Background: In intensive care unit (ICU) patients, many laboratory measurements can be deranged when compared with the standard reference interval (RI). The assumption that larger derangements are associated with worse outcome may not always be correct. The ICU-Labome study systematically evaluated the univariate association of routine laboratory measurements with outcome.
Methods: We studied the 35 most frequent blood-based measurements in adults admitted >= 6 h to our ICU between 1992 and 2013. Measurements were from the first 14 ICU days and before ICU admission. Various metrics, including variability, were related with hospital survival. ICU-based RIs were derived from measurements obtained at ICU discharge in patients who were not readmitted to the ICU and survived for >1 year.

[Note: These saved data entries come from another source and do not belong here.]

PR #808, opened 2018-06-05
Flatten the config dependency tree

lbonn:
Big config header files should only depend on other (dumb) config
definitions and general types.

This way, we make sure that interpendencies between modules are
explicit and not transitively inherited from an include to `config/config.h`


patrickvacek:
I think I'm in favor of this. Solves some problems I'd been peripherally aware of. Header multiplication is annoying but seems like a small cost to pay. What is the point of `EXCLUDE_FROM_ALL`, though? I don't really see what it's helping. Isn't `build_tests` still part of `all`?

cajun-rat:
Summary of our in-person chat: we want to use the default target to be the production executables, and at the moment Yocto is also building all the tests unnecessarily. `ninja build_tests` can be used to build all the tests if necessary.

lbonn:
On master, if I run `ninja`, most of the tests are built (it shows up 234 build steps). After that, `ninja build_tests` builds `aktualizr_uptane_vector_tests` `t_leak` and `t_utils`. It seems to be the tests which are still in `./tests`. So `all` definitely does not contain `build_tests`.

Before the big move of the unit tests, I think that `all` did not include any of the tests. It seems to have changed since then, though I don't know the exact reason why them being in `src/...` or `tests/...` changes this behaviour.

So in summary, this commit restores the old behaviour.

PR #811, opened 2018-06-07
Feat/implicit prov test

patrickvacek:


lbonn:
You've checked for similar config override bugs in other parts of the code base? Would be nice-to-have to abstract away this pattern of reading to an enum and warn for invalid values.

PR #814, opened 2018-06-11
Improv/better enums

lbonn:
Big but (hopefully) dumb.

Also, I've switched back to define a separate variable for the current sql schema version. I think I suggested removing it because of the duplication but in fact, it simplifies things a bit.


patrickvacek:
While personally I'm not particularly invested, for consistency, we should indeed follow the Google standard:

https://google.github.io/styleguide/cppguide.html#Enumerator_Names

So I think if we're going in and modernizing all of the variations we have, we might as well make them all consistent: `EnumClassName::kValueName`.

But otherwise, looks good!

src/sota_tools/authenticate.cc
```diff
@@ -8,17 +8,17 @@ using std::string;
 
 int authenticate(const string &cacerts, const ServerCredentials &creds, TreehubServer &treehub) {
   switch (creds.GetMethod()) {
-    case AUTH_BASIC: {
+    case AuthMethod::BASIC: {
```
patrickvacek: Sorry to keep bugging, but can we rename these all-caps ones, too?

lbonn: So, `AuthMethod::kBasic`?

patrickvacek: Yeah, I think that's best.

PR #815, opened 2018-06-11
Suppress a Boost/clang-tidy warning

cajun-rat:


src/implicit_writer/main.cc
```diff
@@ -72,6 +72,12 @@ int main(int argc, char *argv[]) {
   logger_init();
   logger_set_threshold(static_cast<boost::log::trivial::severity_level>(2));
 
+  // Suppress the following clang-tidy warning:
+  // /usr/include/boost/detail/basic_pointerbuf.hpp
+  // error: Call to virtual function during construction
+  // [clang-analyzer-optin.cplusplus.VirtualCall,-warnings-as-errors]
+  // basic_pointerbuf() : base_type() { setbuf(0, 0); }
+  // NOLINTNEXTLINE(clang-analyzer-optin.cplusplus.VirtualCall)
```
patrickvacek: The problem is that `parse_options` calls a virtual function in its constructor? Or what's the problem? I don't think I understand where this is coming from.

cajun-rat: I haven't traced the cause all the way back, but the final error message comes from boost's `basic_pointerbuf`. I think it is coming from the boost `variables_map` copy constructor.

PR #818, opened 2018-06-13
Split update to steps

patriotyk:


cajun-rat:
Hi Serhiy,

This is looking good.  My biggest concern is the interaction between eventinterpreter and sotauptaneclient that causes 'Command' and 'Event' messages to bounce between them makes reasoning about the behaviour hard. This is an artefact of the old system design, and isn't caused by this PR. It would be good to include a diagram (in Inkscape/SVG or dotty) that shows which events can cause with commands and which commands cause which events.

I also had a couple of minor things:

* BaseCommand really should be using virtual member functions for things that are overridden, like toJson(). It works at the moment, but seems to be mostly due to luck.
* The `RunningMode` enum should be made into a C++11 class enum.  @lbonn changed all the other ones over in the last couple of days, so I know this is a 'new thing'
* The StartDownload command doesn't appear to generate an event


I know this is a work in progress--it is looking good so far!

src/libaktualizr/primary/commands.cc
```diff
@@ -37,61 +34,45 @@ std::shared_ptr<BaseCommand> BaseCommand::fromPicoJson(const picojson::value& js
...
-}
-
-AbortDownload AbortDownload::fromJson(const std::string& json_str) {
-  Json::Reader reader;
-  Json::Value json;
-  reader.parse(json_str, json);
-  return AbortDownload(json["fields"][0].asString());
+  std::vector<Uptane::Target> updates;
+  for (auto it = json["fields"][0].begin(); it != json["fields"][0].end(); ++it) {
+    std::cout << "KEY: " << it.key().asString() << "\n";
```
lbonn: debug print

src/libaktualizr/primary/commands.cc
```diff
@@ -4,11 +4,17 @@
...
   json["variant"] = variant;
-  json["fields"] = Json::Value(Json::arrayValue);
-  return json;
+  if (!json.isMember("fields")) {
+    json["fields"] = Json::Value(Json::arrayValue);
+  }
+  return Json::FastWriter().write(json);
 }
 
 std::shared_ptr<BaseCommand> BaseCommand::fromPicoJson(const picojson::value& json) {
```
lbonn: Can wait but it would be nice to remove picojson and only use one library. Now there is this weird mix in `commands.cc`. @OYTIS

patriotyk: Unfortunatelly  we cannot remove it because it supports stream parsing which is needed for socket gateways.

patriotyk: But do we really need this socket gateway functionality?

patriotyk:
Currently `oe-selftest --run-tests updater` fails because of #816  PR. We removed some commnad line options but didn't change meta-updater tests.

cajun-rat:
@patriotyk I actually have a fix for that bug on my machine, but I hit some other failing tests and never managed to open a PR for it.  Let me do that now.

patrickvacek:
> Currently oe-selftest --run-tests updater fails because of #816 PR.

Yes, sorry, I have branches open for fixing that, but I still haven't gotten to the bottom of one of the HSM issues, so things are still a bit broken in oe-selftest (on sumo/master). My rocko PR should be good to go, though.

cajun-rat:
@patriotyk I actually have a fix for that bug on my machine, but I hit some other failing tests and never managed to open a PR for it.  Let me do that now.

patriotyk:
@cajun-rat  Just added aktualizr_flow.svg to docs folder

cajun-rat:
This looks great!  I ran a manual test and oe-selftest, and it all checks out.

Results: In 49,464 patients (cardiothoracic surgery 43%), we assessed >20.10(6) measurements. ICU readmissions, in-hospital and 1-year mortality were 13%, 14% and 19%, respectively. On ICU admission, lactate had the strongest relation with hospital mortality. Variability was independently related with hospital mortality in 30 of 35 measurements, and 16 of 35 measurements displayed a U-shaped outcome-relation. Medians of 14 of 35 ICU-based ranges were outside the standard RI. Remarkably, gamma-glutamyltransferase (GGT) had a paradoxical relation with hospital mortality in the second ICU week because more abnormal GGT-levels were observed in hospital survivors.
Conclusions: ICU-based RIs for may be more useful than standard RIs in identifying ICU patients at risk. The association of variability with outcome for most of the measurements suggests this is a consequence and not a cause of a worse ICU outcome. Late elevation of GGT may confer protection to ICU patients.